- The Washington Times - Thursday, December 10, 2009

The party has ended for Tareq Salahi - at least when it comes to tourism.

The White House party crasher has resigned his position on the Virginia Tourism Corporation board, he said in a letter released Wednesday.

Mr. Salahi said in his letter, sent to Gov. Tim Kaine on Monday, that the resignation was “due to the extraordinary misinformation resulting in the unfortunate negative and tabloid type media surrounding our attendance at the White House.”

The resignation marks the first real consequence for Mr. Salahi and his wife Michaele, who crashed the state dinner for Indian Prime Minister Manmohan Singh at the White House on Nov. 24.

Mr. Salahi said in his letter to the governor that he thought his continued service to the board “could possibly be a distraction.”

The couple declined an invitation to testify before the House Committee on Homeland Security last week; the director of the U.S. Secret Service testified that the security breach was an isolated incident. He told the panel that three Secret Service agents have been put on administrative leave.

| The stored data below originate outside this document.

Issue #7259, opened 2019-05-10
Add filter to conditionally show nginx warning


mintplugins:
## Enhancement Request
The nginx warning about file protections shows for every site running nginx. However, some webhosts (like Kinsta) already have the required/specific protections in place for this, and this warning is not needed. A filter to conditionally remove that admin_notice can be used to prevent that. 

https://github.com/easydigitaldownloads/easy-digital-downloads/blob/b3b09b718d04ded5611b8b34194cbb77190a2c47/includes/admin/class-edd-notices.php#L59

cklosowski:
We have a host detection method that maybe we could use to do this. If you notice sometimes we have the system info detect the host. If Kinsta has a specific type of header or something on the server level we could detect, they could be added to that.

mintplugins:
Do you mean here?
https://github.com/easydigitaldownloads/easy-digital-downloads/blob/b3b09b718d04ded5611b8b34194cbb77190a2c47/includes/misc-functions.php#L208

mintplugins:
To test this, create a new site on an nginx server, and make sure the notice shows properly. 

I have confirmed it is for me.

<img width="795" alt="Screen Shot 2019-05-24 at 3 33 02 PM" src="https://user-images.githubusercontent.com/1638128/58352373-55d88680-7e39-11e9-8e59-b7399518aab4.png">

Related ticket:
https://secure.helpscout.net/conversation/846146047/119766?folderId=749231

PR #7275, opened 2019-05-24
Add filter around nginx redirect warning

mintplugins:
#7259

### DIFF
--- a/includes/admin/class-edd-notices.php
+++ b/includes/admin/class-edd-notices.php
@@ -56,7 +56,10 @@ class EDD_Notices {
 			$notices['updated']['edd-payment-history-test-mode'] = sprintf( __( 'Note: Test Mode is enabled. While in test mode no live transactions are processed. <a href="%s">Settings</a>.', 'easy-digital-downloads' ), admin_url( 'edit.php?post_type=download&page=edd-settings&tab=gateways' ) );
 		}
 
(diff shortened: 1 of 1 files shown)


spencerfinnell:
@mintplugins What about checking for an environment variable that hosts could add to the `wp-config.php` as well? Similar to how core allows the PHP upgrade button to be taken over: https://github.com/WordPress/WordPress/blob/9785381a8c7bdf668f49d2606aee8224515da447/wp-includes/functions.php#L6990

mintplugins:
@spencerfinnell I haven't used PHP environment vars before. Would you need to use `putenv` in the wp-config file to set it? If so, why use that as opposed to a constant, similar to WP_DEBUG?

spencerfinnell:
@mintplugins Sorry you're right, it wouldn't be added to `wp-config.php`, it would be set through something like `putenv` or `$_ENV`

mintplugins:
Ah interesting. The environment var can be set at the php-fpm level, avoiding the need for any MU plugins or wp-config.php changes. Hosts will probably prefer that. I'll add it.

mintplugins:
@spencerfinnell I am having a bit of trouble figuring out how to make it default to true if it is not set. 

I am thinking we would have to use "no" instead of an actual boolean to accomplish this, as an empty or unset value comes through as falsey.

PR #7284, opened 2019-06-07
Allow logs to be added without an object ID

### LINKED ISSUE #7283: 3.0 - Payment Gateway errors are not being logged.
### Expected behavior
When I attempt to log a payment gateway error using `edd_record_gateway_error`, I expect that error to be logged in the edd_logs table. 

### Actual behavior
No log is added.

1) Add this code:
```
function my_gateway_log_tester() {
	edd_record_gateway_error( 'Test gateway error title', 'Test gateway error content' );
}
add_action( 'init', 'my_gateway_log_tester' );
```
2) Notice that no log is added to the edd_logs table. 

EDD Version (or branch): 3.0

mintplugins:
Fixes #7283

Also fixed the reference to the "content" column, which prevented the "content" from being added to the database. It was "message" previously.


includes/class-edd-logging.php
```diff
@@ -151,13 +151,15 @@ public function insert_log( $log_data = array(), $log_meta = array() ) {
...
-			'object_type' => isset( $args['object_type'] )
-				? $args['object_type']
-				: 'download',
+			'content'     => $args['post_content'],
+			'object_id'   => isset( $args['post_parent'] )
+				? $args['post_parent']
+				: 0,
+			'object_type' => isset( $args['log_type'] )
+				? $args['log_type']
+				: 'unknown',
```
cklosowski: I think I'd rather prefer a `null` or something, that way we can filter later and do queries against things as `NULL` or `NOT NULL`.

mintplugins: I updated that, but just wanted to mention that it needs to be changed to `null` in several places, as 0 was the standard for "none" previously to EDD 3.0. See changes here:

https://github.com/easydigitaldownloads/easy-digital-downloads/pull/7284/commits/9b08893c31d692de68a0e582936f77e499dfa710

cklosowski: @mintplugins I'm fine with the object ID being 0, I was referencing the `object_type`. I'd like that to be `null` instead of `unknown`.

mintplugins: Ah I see. One of the problems there is that a type is required. So we can't pass null, unless we decide that a type is not required. 

See type being required here:
https://github.com/easydigitaldownloads/easy-digital-downloads/pull/7284/files#diff-22827a25e9cea91ff2d49d62f066894eR51

mintplugins: (PS I [reverted](https://github.com/easydigitaldownloads/easy-digital-downloads/pull/7284/commits/ff5c1a8b47dddfdfa0f6da00a02358a053d4aa51) https://github.com/easydigitaldownloads/easy-digital-downloads/commit/9b08893c31d692de68a0e582936f77e499dfa710

cklosowski: @mintplugins I'm fine with updating that to be allowed to be `null` only, so maybe we just do a check for empty and not is_null. Also, we should only allow a null type so long as the object ID is `0`.

mintplugins: @cklosowski See those changes as requested here: https://github.com/easydigitaldownloads/easy-digital-downloads/pull/7284/commits/f2250700ab971d68f8e9db560dfdc06aa3a3202a

mintplugins:
I'd still like to add unit tests for these changes.

cklosowski:
@mintplugins yes, let's get some unit tests built for this before we confirm to merge it.

mintplugins:
@cklosowski Unit tests added in #7283

PR #7290, opened 2019-06-10
Issue/7197

### LINKED ISSUE #7197: 3.0 - Order item meta needs to be created for order item options
### Expected behavior
When migrating over orders, the `options` array could contain information that should be migrated over as meta like license upgrades/renewals, etc.

### Actual behavior
The options are simply dropped other than `price_id` and `quantity`

cklosowski:
Fixes #7197 

Proposed Changes:
1. Migrates order item `options` over to the `order_itemmeta` table.
2. Any new order item options are stored in the `order_itemmeta` table.


cklosowski:
@mintplugins this was the code you tested for teh order item options, just didn't have a PR for it.

Issue #636, opened 2023-05-16
Bump version to 0.6.1, update NEWS.md, DESCRIPTION, check the README


shajoezhu:
blocked by

- [x] https://github.com/insightsengineering/rtables/pull/631
- [x] staged.dependencies to formatters, e.g. branch name 636_rtable_vbump@149_tag_release@main

Issue #607, opened 2023-04-19
new release tag, for OCEAN, by 2023-05-19


shajoezhu:
blocked by 

- [x] https://github.com/insightsengineering/rtables/issues/606
- [x] https://github.com/insightsengineering/rtables/pull/631

# TODOs

- [x]  Upstream formatters version bump to 0.5.0
- [x] #636
- [x]  Tag the update as a release candidate, v0.6.1-rc1
- [x]  Submit v0.6.1-rc1 for validation
- [x]  Get v0.6.1-rc1 validated, retag as v0.6.1
- [x]  Update downstream package dependencies to (>=0.6.1) in chevron
- [x]  Update downstream package dependencies to (>=0.6.1) in citril

PR #641, opened 2023-05-18
Fix font_size default. add r2rtf to Suggests. vbump. NEWS

gmbecker:
[skip vbump]

### DIFF
--- a/R/tt_export.R
+++ b/R/tt_export.R
@@ -121,7 +121,7 @@ path_enriched_df <- function(tt, path_fun = collapse_path, value_fun = collapse_
 ### Migrated to formatters.
 
 #' @importFrom formatters export_as_txt
-#' 
+#'
 #' @examples
 #' lyt <- basic_table() %>%
 #'   split_cols_by("ARM") %>%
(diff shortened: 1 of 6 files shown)


shajoezhu:
Hi @gmbecker , I would suggest to go in after #636 and #607

gmbecker:
> Hi @gmbecker , I would suggest to go in after #636 and #607 , we can better plan this and downstream testing during the next PI

If this were a different change I would agree but we don't want to make breaking changes to default font_size twice in a row. We are already committed to unifying font_size as having a default of 8, so we really should put this in now and tear the bandaid off. @shajoezhu

R/tt_export.R
```diff
@@ -504,86 +504,3 @@ export_as_pdf <- function(tt,
     }
      list(file = file, npages = npages, exceeds_width = exceeds_width, exceeds_height = exceeds_height, lpp = lpp, cpp = cpp)
 }
-
-.margin_lines_to_in <- function(margins, font_size, font_family) {
```
shajoezhu, line 508: hi @gmbecker , this was part of the migration right?

shajoezhu (approved):
lgtm! Thanks @gmbecker

R/tt_export.R
gmbecker: Yes, its no longer needed because we are now interpreting margins as inches values directly.

PR #644, opened 2023-05-25
fix major regressions in page_by functionality with new pag machinery

gmbecker:
[skip vbump]


tests/testthat/test-pagination.R
```diff
@@ -29,6 +29,26 @@ test_that("Page by splitting works", {
             split_rows_by("ARM", page_by = TRUE) %>%
             analyze("AGE")},
         "page_by splits cannot be nested within non-page_by splits")
+
+    lyt2 <- basic_table(title = "main title",
+                        subtitles = "subtitle",
+                        main_footer = "main footer",
+                        prov_footer = "provenance footer") |>
+    split_cols_by("ARM") |>
```
Melkiades, line 37: `|>` should we be consistent by using the other pipe?

gmbecker: Honestly, eventually we should probably convert everything over to |> which will allow us to trade a hard magrittr dependency for depending on R >= 4.1.0. 

Probably reasonable to do in 1-2 more releases of R (so either this year or next year). For now I've changed it though.

Melkiades (approved):
Lgtm! Thanks Gabe! :)

PR #650, opened 2023-06-07
specify min deps

pawelru:
WIP


.github/workflows/integration-tests.yaml
```diff
@@ -5,6 +5,9 @@ on:
   schedule:
     - cron: '45 3 * * 0'
   workflow_dispatch:
+  push:
+    branches:
+      - min_deps
```
pawelru, line 10: need to revert it once completed
```suggestion
```

DESCRIPTION
```diff
@@ -23,29 +23,41 @@ License: Apache License 2.0 | file LICENSE
...
+    testthat (>= 3.0.4),
+    tibble (>= 3.1.0),
     tidyr,
-    xml2
-VignetteBuilder: 
+    xml2 (>= 1.1.0)
+VignetteBuilder:
     knitr
+Remotes:
+    insightsengineering/formatters@*release,
```
gmbecker, line 49: I don't see a reason to add this, we should talka bout it before merging this in.

Generally I'm against specifying dependencies should be installed from specific places, as it is fundamentally the wrong approach and the control of that belongs in the hands of the end user (and changing where deps come from should NOT involve editing the package itself, which it does in the ill-advised remotes paradigm)

gmbecker (changes requested):

DESCRIPTION
pawelru: changed this into `Config/Needs/verdepcheck` field of DESCRIPTION file

shajoezhu:
hi @pawelru , I was wondering if I could check the status for this PR? if this is still ongoing?

pawelru:
This is to be closed soon. @averissimo is re-doing this now from scratch and I keep it live so that he can take some inputs out of it.

PR #654, opened 2023-06-09
initialization of degenerate tables' support

### LINKED ISSUE #566: prune_table returns NULL if all rows pruned
prune_table, according to documentation, shouls return a TableTree object, but it could also return NULL.

I wonder if we should return the table with no contents but the header? (is it a leagal rtable object?)

```{r}
adsl <- ex_adsl
levels(adsl$SEX) <- c(levels(ex_adsl$SEX), "OTHER")

tbl_to_prune <- basic_table() %>%
  split_cols_by("ARM") %>% 
  split_rows_by("SEX") %>% 
  summarize_row_groups() %>%
  split_rows_by("STRATA1") %>%
  summarize_row_groups() %>%
  analyze("AGE") %>%
  build_table(adsl[-c(1:400),])

tbl_to_prune %>% prune_table
```

Melkiades:
Fixes #566


tests/testthat/test_empty_tables.R
```diff
@@ -0,0 +1,48 @@
...
+    summarize_row_groups() %>%
+    analyze("AGE") %>%
+    append_topleft(c("Some", "    thing"))
+
+tbl_to_prune <- lyt %>% 
+    build_table(adsl[-c(1:400),])
+
+fnotes_at_path(tbl_to_prune, rowpath = c("F")) <- "agoraphobia"
+fnotes_at_path(tbl_to_prune, rowpath = NULL,
+               colpath = c("ARM", "A: Drug X")) <- "talassophobia"
```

On Wednesday, the committee issued subpoenas to the couple, but the Salahis have said that when they appear before the panel, they will not answer questions, invoking their Fifth Amendment right against self-incrimination.

The homeland security panel refused to issue a subpoena to White House Social Secretary Desiree Rogers, as was requested by its Republican minority.

“I believe if we’re going to get a full picture of what happened that evening, we have to have Desiree Rogers here,” said Rep. Peter T. King, New York Republican.

Panel Chairman Bennie Thompson, Mississippi Democrat, has said the Secret Service, not Ms. Rogers’ office, is responsible for White House security.

The Salahis’ lawyer told the Homeland Security Committee, in a letter Tuesday explaining his clients’ plans to invoke the Fifth Amendment, that panel members had reached premature conclusions about the Virginia couple.

Stephen Best cited, among other examples, Delegate Eleanor Holmes Norton, District Democrat, calling the Salahis “practiced con artists.” The Salahis have said they are cooperating with law enforcement authorities.

Last week Mr. Kaine, who appointed Mr. Salahi in 2006 to the board at the request of the 15-member Virginia Tourism Corporation, called the couple “big self-promoters.”

Mr. Kaine, who is also chairman of the Democratic National Committee, called the breach a serious issue and said he’d asked Katherine K. Hanley, secretary of the commonwealth, to talk with Mr. Salahi about the incident.